Intra-observer agreement is also important in the assessment of grading scales. Inter-observer agreement compares two (or more) independent observers, whereas intra-observer agreement describes the repeatability of an observer, the ability to give the same result at each time of assessment. Both can be used to interpret changes in grading scale scores and to determine sample sizes necessary for future studies. Intra-observer 95% limits of agreements have been reported ranging from 0.78 to 1.52 units in studies using photographs,38, 47, 50, 51 values that appear to be larger than comparable studies of inter-observer agreement. As intra-observer agreement was not found in our study, the significance of a change between observations of real eyes made by a single observer is not known.

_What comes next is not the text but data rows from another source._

PR #4820, opened 2020-02-14
add operator lookup

gf712:
Aim of this PR:

```cpp
auto X1 = SGVector<TypeParam>(10);
auto X2 = SGVector<TypeParam>(10);

X1.range_fill();
X2.range_fill();

auto expected_result1 = X1 + X2;
auto expected_result2 = expected_result1 + X2;


auto input = make_shared<Input>(Shape{Shape::Dynamic}, get_enum_from_type<TypeParam>::type);
auto input1 = make_shared<Input>(Shape{10}, get_enum_from_type<TypeParam>::type);

auto intermediate = make_shared<Add>(input, input);

auto output = make_shared<Add>(intermediate, input1);

auto graph = make_shared<Graph>(vector{input, input1}, vector<shared_ptr<Node>>{intermediate, output});

graph->build();

vector<shared_ptr<Tensor>> result = graph->evaluate(vector{make_shared<Tensor>(X1), make_shared<Tensor>(X2)});

auto result1 = result[0]->as<SGVector<TypeParam>>();
auto result2 = result[1]->as<SGVector<TypeParam>>();
```


src/shogun/mathematics/graph/Graph.cpp
```diff
@@ -138,8 +140,9 @@ void Graph::add_operator_node(const std::shared_ptr<Node>& node)
 	case GRAPH::XLA:
 	case GRAPH::TVM:
 	case GRAPH::SHOGUN:
-		break;
+		op = create_operator<OperatorShogunBackend>(std::string(node->get_operator_name()));
 	}
+	op->build(node);
```
gf712, line 175: @vigsterkr this adds the link between the "abstract representation" of the graph with the implementation

src/shogun/mathematics/graph/ops/shogun/Input.h
```diff
@@ -16,14 +16,19 @@ namespace shogun {
 			return "Input";
 		}
 
+		void evaluate() override
```
gf712: @vigsterkr let me know if you can think of a better way to feed data to the graph.
Basically the input node needs to be fed data, which comes from SGContainer. So it has to be different from the other nodes which can just grab data from the previous node

PR #4821, opened 2020-02-15
node and operator interface

gf712:
Start thinking about how to write some abstractions
- [ ] Unary operators
- [ ] Binary operators
- [ ] ngraph backend


src/shogun/mathematics/graph/ops/abstract/BinaryOperator.h
```diff
@@ -0,0 +1,95 @@
...
+
+#ifndef SHOGUNBINARYOPERATOR_H_
+#define SHOGUNBINARYOPERATOR_H_
+
+#include <shogun/mathematics/graph/OperatorImplementation.h>
+
+namespace shogun {
+
+	template <typename DerivedOperator, typename EngineImplementation>
+	class BinaryOperator : public OperatorImpl<EngineImplementation, BinaryOperator<DerivedOperator, DerivedOperator>>
```
gf712, line 15: This should be BinaryOperato<DerivedOperator, EngineOperator>

vigsterkr:
@gf712 i've took this patch and added on top my fixes.. it's already in the branch... now the operator are working... we'll have to discuss though some stuff :)

gf712:
OK! The issue was that I wasn’t passing the node type right? Are you working on unit test too then?

vigsterkr:
@gf712 yeah that was it.... the Add_test is there as an example, it's a bit shitty atm with different backends but it works...

PR #4822, opened 2020-02-15
refactor graph executor dynamic loading

vigsterkr:
change shape size type to int64_t


src/shogun/mathematics/graph/Graph.cpp
```diff
@@ -68,33 +67,12 @@ std::unordered_map<std::shared_ptr<Node>, Graph::STATUS> Graph::check_fully_conn
 
 std::vector<std::shared_ptr<Tensor>> Graph::evaluate(const std::vector<std::shared_ptr<Tensor>>& tensors)
 {
-	if (m_cached_operators.empty())
+	if (!m_executor)
 	{
-		error("Did you call Graph::build()?");
+		error("Graph has not been built!");
 	}
```
gf712: @vigsterkr so would this fallback to the default? so instead of an error just have a warning?

gf712 (approved):
Looks good to me

PR #4823, opened 2020-02-16
Add vcpkg installation instructions

LilyWangL:
Shogun is available as a port in vcpkg, a C++ library manager that simplifies installation for shogun and other project dependencies. Documenting the install process here will help users get started by providing a single set of commands to build shogun, ready to be included in their projects.

We also test whether our library ports build in various configurations (dynamic, static) on various platforms (OSX, Linux, Windows: x86, x64, UWP, ARM) to keep a wide coverage for users.

I'm a maintainer for vcpkg, and here is what the port script looks like. We try to keep the library maintained as close as possible to the original library.

### DIFF
--- a/README.md
+++ b/README.md
@@ -72,6 +72,18 @@ Note that some folders are submodules that can be checked out with
 - *benchmarks* - speed benchmarks
 - *cmake* - cmake build scripts
 
+## Building shogun - Using vcpkg
+
+You can download and install shogun using the [vcpkg](https://github.com/Microsoft/vcpkg) dependency manager:
+
+    git clone https://github.com/Microsoft/vcpkg.git
+    cd vcpkg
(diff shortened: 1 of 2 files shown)


vigsterkr:
@LilyWangL thnx heaps for adding this! could you by any chance add this section to https://github.com/shogun-toolbox/shogun/blob/develop/doc/readme/INSTALL.md instead of README.md and just forcepush that change into your branch, so then i can just merge it right away!

LilyWangL:
> @LilyWangL thnx heaps for adding this! could you by any chance add this section to https://github.com/shogun-toolbox/shogun/blob/develop/doc/readme/INSTALL.md instead of README.md and just forcepush that change into your branch, so then i can just merge it right away!

Done.

PR #4824, opened 2020-02-16
ngraph ops implementation

gf712:
Can now switch between vanilla shogun and ngraph backends


src/shogun/mathematics/graph/ops/ngraph/Add.h
```diff
@@ -28,6 +28,15 @@ namespace shogun {
...
 		{
 		}	
+
+		void build_implementation() final
+		{
+			// TODO
+			const auto& node1 = this->m_abstract_node->get_input_nodes()[0];
+			const auto& node2 = this->m_abstract_node->get_input_nodes()[1];
+
+			std::make_shared<ngraph::op::Add>(node1, node2);
```
gf712: @vigsterkr somehow the nodes need to have access to the ngraph::Node. Which means then that the Node class in Shogun needs to be aware of the operator implementation? Or there is a NGraphNode that can be casted to?

src/shogun/mathematics/graph/NGraph.cpp
```diff
@@ -1,62 +1,126 @@
...
+	}
+	return op_it->second();
 }
 
-void NGraph::add_input_operator(const std::shared_ptr<Node>& node)
+void NGraph::add_input_operator(const std::shared_ptr<node::Node>& node)
 {
+	
+	auto input = get_operator(node);
+	m_lookup[node] = std::static_pointer_cast<detail::ngraph::InputNGraph>(input)->build_input(node);
```
gf712, line 114: @vigsterkr unfortunately ngraph can't infer the shape at execution time from dynamic. So need to the building of the ngraph graph at execution. So need change the top Graph abstraction..

gf712: nvm, just have to call a different op::Parameter constructor and create dynamic tensors

gf712:
@vigsterkr tests pass on both backends!

vigsterkr:
great work! 💃

PR #4826, opened 2020-02-18
Binary ops

gf712:
- [x] Subtract
- [x] Multiply
- [x] Divide
- [x] Logical operators interfaces TODO:
  - [x] add boolean type
  - [x] add binary logical operator -> returns boolean
- [x] AND
- [X] OR
- [X] XOR
- [x] Equals


src/shogun/mathematics/graph/CMakeLists.txt
```diff
@@ -90,8 +95,13 @@ IF (ENABLE_TESTING)
...
 	ADD_SHOGUN_TEST(nodes/Add_test)
+	ADD_SHOGUN_TEST(nodes/Subtract_test)
+
 	if (UNIX AND NOT APPLE)
 		set_property(TEST Add_test PROPERTY ENVIRONMENT "LD_LIBRARY_PATH=${PROJECT_BINARY_DIR}/src/shogun")
+		set_property(TEST Subtract_test PROPERTY ENVIRONMENT "LD_LIBRARY_PATH=${PROJECT_BINARY_DIR}/src/shogun")
 	endif()
 	add_dependencies(Add_test ${EXCUTORS})
+	add_dependencies(Subtract_test ${EXCUTORS})
+
```
gf712, line 139: @vigsterkr I am guessing this block could become a function/macro?

src/shogun/mathematics/graph/CMakeLists.txt
```diff
@@ -6,6 +6,7 @@ set(SHOGUN_CORE_GRAPH_HEADERS
 	${CMAKE_CURRENT_SOURCE_DIR}/Tensor.h
 	${CMAKE_CURRENT_SOURCE_DIR}/Types.h
 	${CMAKE_CURRENT_SOURCE_DIR}/nodes/Add.h
+	${CMAKE_CURRENT_SOURCE_DIR}/nodes/Subtract.h
```
gf712, line 15: @vigsterkr  I know it is meant to be bad practice in cmake, but maybe we should replace some of these with glob?

vigsterkr: glob is crazy.... but of course we can do it! we are doing it atm, so it's its all fine

src/shogun/mathematics/graph/CMakeLists.txt
vigsterkr: yep same as all the library setter magic for abi version etc.

src/shogun/mathematics/graph/Tensor.h
```diff
@@ -97,7 +100,8 @@ namespace shogun
 				if (m_shape.size() != shape.size())
 				{
 					error(
-					    "Mismatch in the number of dimensions, expected {}, but "
+					    "Mismatch in the number of dimensions, expected {}, "
+					    "but "
 					    "got {}",
 					    m_shape.size(), shape.size());
```
gf712, line 106: clang-format at it's best...

gf712:
@vigsterkr I think this is good to go. Would rather do the cmake stuff in a separate PR

PR #414, opened 2021-07-13
Subtensor fix

Eugene-hu:
Bug Fix for subtensor class. This includes a new test for overrides of the subtensor network by both config and network arg. Also updated the default chain entry point from akira to kusanagi


unconst (approved):

unconst:
Go a head an merge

In conclusion, although the bulbar conjunctival hyperaemia of a white eye may be redder than expected, this probably reflects the normal physiological detail visible by slit-lamp microscopy and not an error in the design of the grading scale. Given that normal bulbar redness can range from 1.3 to 2.6 units, it is more important that the clinician make note of the baseline appearance, as a change in bulbar redness score of 0.4 units or more may be significant.